What Securities Are Not Marginable?

Updated July 9, 2026 6 min read

Having a margin-enabled account doesn’t mean every security in it can actually be bought on margin or counted as collateral. A meaningful slice of the market falls outside what brokers are willing to lend against.

The short answer

Non-marginable securities are those a broker won’t extend margin credit to purchase, and often won’t count toward the collateral value that supports other margin borrowing either. Common categories include very low-priced stocks, thinly traded or newly listed securities, and certain other instruments a broker considers too volatile or illiquid to lend against safely. The specific list varies by broker and can change without much warning.
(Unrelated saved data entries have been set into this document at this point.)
PR #602, opened 2015-05-14
feat(library/tactic/inversion_tactic): consistent orientation of generated equalities

Kha:
Generated equalities in proof irrelevant environments were inverted
compared with the documentation and the proof relevant case, which
resulted in newly generated local vars replacing equivalent old ones
instead of the other way around.

### DIFF
--- a/library/init/nat.lean
+++ b/library/init/nat.lean
@@ -138,9 +138,9 @@ namespace nat
 
   theorem le.rec_on {a : nat} {P : nat → Prop} {b : nat} (H : a ≤ b) (H₁ : P a) (H₂ : ∀ b, a < b → P b) : P b :=
   begin
-    cases H with b' hlt,
+    cases H with b hlt,
       apply H₁,
-      apply H₂ b' hlt
+      apply H₂ b hlt
   end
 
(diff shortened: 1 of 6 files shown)


leodemoura:
Today, I'm going to cry of happiness :-)
Thanks a lot for going into the source code and making the necessary modifications! 
They are very welcome!

library/init/nat.lean
```diff
@@ -138,9 +138,9 @@ namespace nat
 
   theorem le.rec_on {a : nat} {P : nat → Prop} {b : nat} (H : a ≤ b) (H₁ : P a) (H₂ : ∀ b, a < b → P b) : P b :=
   begin
-    cases H with b' hlt,
+    cases H with b hlt,
```
Kha, line 141: Note that the first `with` parameter is actually irrelevant now, I've renamed it merely for consistency (as in the corresponding `hlean` file). I'll look into generally eliminating irrelevant identifiers next.

Kha:
I am glad if I can be of any help :) . Having been purely a user of theorem provers up to this point, actually working on an implementation is a very interesting endeavor for me. Oh, and thank you for the new debug print functions, they were very helpful for inspecting intermediate goals.

PR #607, opened 2015-05-18
fundamental groups, comma category and some fixes

fpvandoorn:
I proved that the fundamental group of the circle is equal the integers, as groups:

``` lean
definition fundamental_group_of_circle : π₁(S¹) = group_integers
```

Removed some `sorry`'s and added `[unfold-c]` and `[constructor]` attributes throughout the hott library (but not nearly everywhere). 

I had to fix a couple of tests because of this. Is there a way to only execute the tests which failed the previous time, to see whether you fixed them correctly? All tests pass now.


leodemoura:
> Is there a way to only execute the tests which failed the previous time, to see whether you fixed them correctly? All tests pass now.

There is an option called `--rerun-failed`, but I never used it.

```
ctest --rerun-failed
```

I know that the failures are usually the first to be executed the next time.

fpvandoorn:
Ok, I'll try that next time.

> I know that the failures are usually the first to be executed the next time.

That is also useful to know. I assumed there would be some fixed order.

PR #635, opened 2015-05-29
Reals form an ordered ring

robertylewis:
The algebraic hierarchy before became nonconstructive very early: the reals did not even form an "order_pair" under the old definitions. I've modified things so that the reals form an ordered ring (so far), and updated the proofs that nat, int, and rat form the appropriate structures.

### DIFF
--- a/library/algebra/order.lean
+++ b/library/algebra/order.lean
@@ -116,63 +116,31 @@ wf.rec_on x H
 /- structures with a weak and a strict order -/
 
 structure order_pair [class] (A : Type) extends weak_order A, has_lt A :=
-(lt_iff_le_and_ne : ∀a b, lt a b ↔ (le a b ∧ a ≠ b))
+(le_of_lt : ∀ a b, lt a b → le a b)
+(lt_of_lt_of_le : ∀ a b c, lt a b → le b c → lt a c)
+(lt_of_le_of_lt : ∀ a b c, le a b → lt b c → lt a c)
+(lt_irrefl : ∀ a, ¬ lt a a)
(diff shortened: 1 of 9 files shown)


fpvandoorn:
Very nice! It's nice to stay constructive for this long! Do you know if you can do more things constructively? For the inverse, you probably need to decide whether `x = 0` or `x ≠ 0`, right?

Also, I see that you don't use `proof_irrel` in your real files so far. That is really nice, it might mean that we can actually port the files you have so far to the HoTT library. Or do you see problems with that?

robertylewis:
As we define the algebraic hierarchy right now, I think this is the breaking point. It would be possible to refactor things again and go a bit further, by using separation instead of equality in the axioms and theorems for ordered field, etc. But this would be a significantly bigger job than what I've done here, and I'm not sure that it's worth the effort.

For porting to the HoTT library: I don't see any problems, but I'm also not completely familiar with the issues that might come up. How much of the algebraic hierarchy has been ported?

fpvandoorn:
It sounds reasonable to go classical from this point. Not using equality is probably a huge pain.

Most of the algebraic hierarchy has been ported (up to fields and up to ordered rings), a bit less has been ported relating to the number systems: only parts of nat and int have been ported.

The problematic issues with porting are the usage of proof irrelevance or classical axioms, but it looks like they aren't used so far. (other issues which potentially could come up are the lack of an impredicative universe or the fact that the `cases` tactic is slightly more powerful in the standard library). I will read up in the HoTT book how your construction relates with the construction of the Cauchy Reals in the HoTT book.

Why some securities get excluded

Margin lending works because the broker holds the securities as collateral against the loan, and can sell them relatively quickly if needed to cover the balance. That model breaks down for securities that are hard to sell quickly at a stable price. A stock trading a handful of shares a day, or one whose price can swing dramatically on light volume, doesn’t make reliable collateral, so brokers exclude it rather than risk being unable to liquidate it at a fair price during a shortfall.

Common categories to know

It’s a broker decision, not just a market rule

While there are broad regulatory floors on what can be marginable, individual brokers are generally free to be more restrictive than the minimum, and many are. One firm might treat a given security as fully marginable while another excludes it entirely, and a broker can also change a security’s marginability status at any time, including tightening it during a period of unusual volatility. That means the marginability of a specific holding is worth checking directly with the broker rather than assuming based on general rules.
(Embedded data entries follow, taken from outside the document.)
PR #653, opened 2015-06-04
add theorems from Haitao and more

avigad:
I started working in Haitao's "extras". There is a lot there! 

@hthz, I will keep going over the next couple of change. I will send you notes about what I changed (mostly renaming, and stating theorems with iff instead of =). I have also cloned your repository, and I will make my version compatible with the changes I am making.

@leodemoura, note, I made algebra/function less reliant on function extensionality. For example, it is a lot more useful to say `∀x, f (g x) = x` instead of `f ∘ g = id`. Similarly, in lists, 

```
theorem map_id' {f : A → A} (H : ∀x, f x = x) : ∀ l : list A, map f l = l
```

is generally more useful than

```
theorem map_id : ∀ l : list A, map id l = l
```

if we are trying to avoid function extensionality.

### DIFF
--- a/library/algebra/function.lean
+++ b/library/algebra/function.lean
@@ -1,7 +1,7 @@
 /-
 Copyright (c) 2014 Microsoft Corporation. All rights reserved.
 Released under Apache 2.0 license as described in the file LICENSE.
-Author: Leonardo de Moura
+Author: Leonardo de Moura, Jeremy Avigad, Haitao Zhang
 
 General operations on functions.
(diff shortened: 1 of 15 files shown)


leodemoura:
> @leodemoura, note, I made algebra/function less reliant on function extensionality. For example, it is a lot more useful to say ∀x, f (g x) = x instead of f ∘ g = id. Similarly, in lists,

I agree. This is a good change.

What happens if a holding isn’t marginable

A non-marginable security generally must be paid for in full with available cash, the same as in a cash account, even inside an account that otherwise permits margin trading. It also typically won’t be counted when calculating how much buying power is available for other purchases, since it isn’t contributing collateral value. Holding a portfolio with a mix of marginable and non-marginable securities means the effective borrowing capacity is smaller than the account’s total value might suggest.

Why this matters beyond a single trade

Someone who assumes their entire portfolio counts as collateral, and then discovers a chunk of it doesn’t, can end up with materially less buying power than expected — or find that a margin call deficiency is calculated differently than they assumed, since non-marginable positions don’t help satisfy the requirement. It’s a detail that’s easy to overlook until it directly affects what can be purchased or what’s needed to meet a maintenance requirement.

What to weigh

Before assuming a security adds to margin buying power, it’s worth confirming its marginable status directly, since the classification can differ by broker and can shift with market conditions. Treating marginability as a fixed, universal fact rather than a broker-specific, changeable classification is a common source of surprise for anyone managing a mixed portfolio in a margin account.